Active Data

Active Data features

Active Data is a model and software that help managing distributed data life cycles.
For any data item, its life cycle represents the operational steps it will go through from its creation to its deletion from a system: creation, writes, reads, replication, transfers, derivations, deletion, etc.

Life cycle model

Active Data offers a meta-model to formally represent life cycles. An Active Data model looks a lot like a Petri Network: data states are represented by cercles and one possible change from one state to another is represented by a rectangle. Cercles are called Places and rectangles are called transitions. Tokens on places represent the state of a data item and replication is represented with several tokens.
Multiple tokens on different places represent the distributed state of data in several systems at the same time.

Life cycle models can be composed together to model more complex life cycles.

For example, says that you have several replicas of the same data object on a storage service and you want to transfer it. The transfer service creates a life cycle just for the transfer (e.g. start, transferring, pause, restart, success, failureā€¦); the storage service creates a different life cycle (e.g. create, write, read, move, replicate, split, deleteā€¦).
Composing both, the whole life cycle will be exposed on a single view and Active Data automatically makes sense of the different data identifiers in different systems.

Programming model

Active Data allows users to react to life cycle progression. Reacting can be getting notifications or executing arbitrary code when a transition in the model occurs.

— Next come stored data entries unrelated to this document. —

PR #15326, opened 2026-02-27
fix(web): dispose idle MCP server instances to prevent process accumulation

### LINKED ISSUE #14091: Memory leak: `serve` and `web` commands leak child processes on exit; SSE heartbeat interval leaks on server-initiated close
## Description

The `serve` and `web` commands have no graceful shutdown. When the process receives SIGTERM or SIGINT, child resources (MCP subprocesses, LSP servers, file watchers, SQLite connections) are never cleaned up because `Instance.disposeAll()` is never called.

Separately, the SSE `/event` endpoint leaks a `setInterval` heartbeat and a `Bus.subscribeAll` subscription when the server closes a stream (on `InstanceDisposed`), because cleanup only runs in `onAbort` — which Hono only fires on client disconnect, not on `stream.close()`.

## Bug 1: Dead `server.stop()` in serve.ts and web.ts

`serve.ts:17-18`:

```typescript
await new Promise(() => {})   // blocks forever — never resolves
await server.stop()           // unreachable
```

Same pattern in `web.ts:78-79`. No signal handlers are registered, so SIGTERM/SIGINT use the kernel default (immediate kill, no cleanup).

The correct pattern already exists in `worker.ts:137-147`:

```typescript
async shutdown() {
  if (eventStream.abort) eventStream.abort.abort()
  await Promise.race([
    Instance.disposeAll(),
    new Promise((resolve) => { setTimeout(resolve, 5000) }),
  ])
  if (server) server.stop(true)
}
```

## Bug 2: SSE heartbeat interval leaks on server-initiated stream close

`server.ts:513-539` — `clearInterval(heartbeat)` and `unsub()` are inside `stream.onAbort()`. Hono's `onAbort` only fires on **client** disconnect (via `ReadableStream.cancel()`). When the server closes the stream on `InstanceDisposed` via `stream.close()`, the onAbort callback never fires.

Each server-closed SSE client leaks:

- One `setInterval` (10s heartbeat) writing to a closed stream
- One `Bus.subscribeAll` subscription processing every bus event

## Steps to reproduce

**Bug 1:**

```
bun dev serve --port 14096 &
SERVE_PID=$!
sleep 3
kill -TERM $SERVE_PID
wait $SERVE_PID
echo "exit code: $?"
```

Exit code is 143 (SIGTERM default), zero shutdown logs, child processes survive. Each orphaned process holds ~200-280MB RSS and they accumulate on every restart.

**Bug 2:**
Connect an SSE client, trigger `InstanceDisposed` — heartbeat interval keeps firing after `stream.close()`.

## OpenCode version

Current `dev` branch

## Operating System

Linux (also affects macOS — any platform running `serve` or `web`)

lytedev:
### Issue for this PR

Closes #14091

### Type of change

- [x] Bug fix
- [ ] New feature
- [ ] Documentation

### What does this PR do?

Same root cause as #14092 — `server.stop()` is unreachable dead code after `await new Promise(() => {})` in `web.ts`, and no signal handlers exist. I also added idle eviction of cached Instance entries, which #14092 doesn't cover: without it, each project switch accumulates MCP server processes (~200MB each) for the entire lifetime of the web server, even if those projects are never revisited.

Signal handlers (SIGINT/SIGTERM/SIGHUP) follow the existing `worker.ts` pattern. Idle eviction sweeps every 60s and disposes instances idle >5 minutes. I didn't touch `serve.ts` or the SSE cleanup — happy to add those if this gets traction, or #14092 can cover them.

Ran patched and unpatched instances side by side on the same machine. After switching between 8 projects over ~30 minutes:
- Unpatched: 8 sets of MCP servers accumulated, ~1.65 GB RSS in leaked child processes
- Patched: 0 leaked processes after idle timeout

`bun turbo typecheck` (16/16 pass), `bun turbo test` (1172 pass, 0 fail).

### Screenshots / recordings

_No UI changes._

### Checklist

### DIFF
--- a/packages/opencode/src/cli/cmd/web.ts
+++ b/packages/opencode/src/cli/cmd/web.ts
@@ -3,8 +3,12 @@ import { UI } from "../ui"
 import { cmd } from "./cmd"
 import { withNetworkOptions, resolveNetworkOptions } from "../network"
 import { Flag } from "../../flag/flag"
+import { Instance } from "../../project/instance"
+import { Log } from "../../util/log"
 import open from "open"
 import { networkInterfaces } from "os"
+
+const log = Log.create({ service: "web" })
 
 function getNetworkIPs() {
   const nets = networkInterfaces()
@@ -75,7 +79,18 @@ export const WebCommand = cmd({
       open(displayUrl).catch(() => {})
     }
 
+    // Graceful shutdown: dispose all instances (and their MCP servers) before exiting
+    async function shutdown(signal: string) {
+      log.info("received signal, shutting down", { signal })
+      await Promise.race([Instance.disposeAll(), new Promise((resolve) => setTimeout(resolve, 5000))])
+      server.stop(true)
+      process.exit(0)
+    }
+
+    for (const signal of ["SIGINT", "SIGTERM", "SIGHUP"] as const) {
+      process.on(signal, () => shutdown(signal))
+    }
+
     await new Promise(() => {})
-    await server.stop()
   },
 })
--- a/packages/opencode/src/project/instance.ts
+++ b/packages/opencode/src/project/instance.ts
@@ -13,6 +13,60 @@ interface Context {
 }
 const context = Context.create<Context>("instance")
 const cache = new Map<string, Promise<Context>>()
+const lastAccess = new Map<string, number>()
+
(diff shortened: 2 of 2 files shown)


lytedev:
Looks like other PRs that are similar have been merged. Will close this one!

Code is executed by clients independently of other clients in an event driven fashion. Data management tasks implemented with Active Data require very few code and are implicitly parallel.

Runtime library

Active Data is implemented as a stand-alone Java library that provides:

  • an API to implement life cycle models;
  • an API to provide handler code to be automatically executed when transitions are published;
  • a centralized service, the Active Data Service to receive transition publications from clients, forward them to other clients and orchestrate everything;
  • an API to publish life cycle transitions to the Active Data Service.

The library is very lightweight, which makes it easy to integrate to your applications and to existing data management software.

Error checking

The Active Data Service takes life cycle models as input and is able to dynamically check that changes of data states are valid with respect to the model.
The service maintains the global state of all data life cycles in the system; when a system performs an action on data, the service checks the action against the current global data state and decides if it legal or not. If the current data state is incompatible with the action reported by the system, an exception is raised.

This feature enables to quickly detect abnormal operations and prevent your data to be in a state that is consistent with a particular system but not your personal workflow.

Life cycle catalog

Active Data provides a life cycle catalog that maintains the global state of your data. Say that your favourite data item is stored on an infrastructure and a computation using it is running on another; the state of both replicas can be queried from the Active Data Service using the client API. Decisions can be made locally based on the global state of your data. Because the service knows every life cycle transition that ocures and performs error checking, the the life cycles it maintains remains consistent over time.